WORK TASK |
Return all the records, each one exactly as given.

Collected data entries
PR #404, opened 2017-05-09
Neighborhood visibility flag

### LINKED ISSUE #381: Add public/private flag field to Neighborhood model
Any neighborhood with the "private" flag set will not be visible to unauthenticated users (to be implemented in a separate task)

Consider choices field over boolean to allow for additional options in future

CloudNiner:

ANSWER SECTION |
PR #404, opened 2017-05-09
Neighborhood visibility flag

### LINKED ISSUE #381: Add public/private flag field to Neighborhood model
Any neighborhood with the "private" flag set will not be visible to unauthenticated users (to be implemented in a separate task)

Consider choices field over boolean to allow for additional options in future

CloudNiner:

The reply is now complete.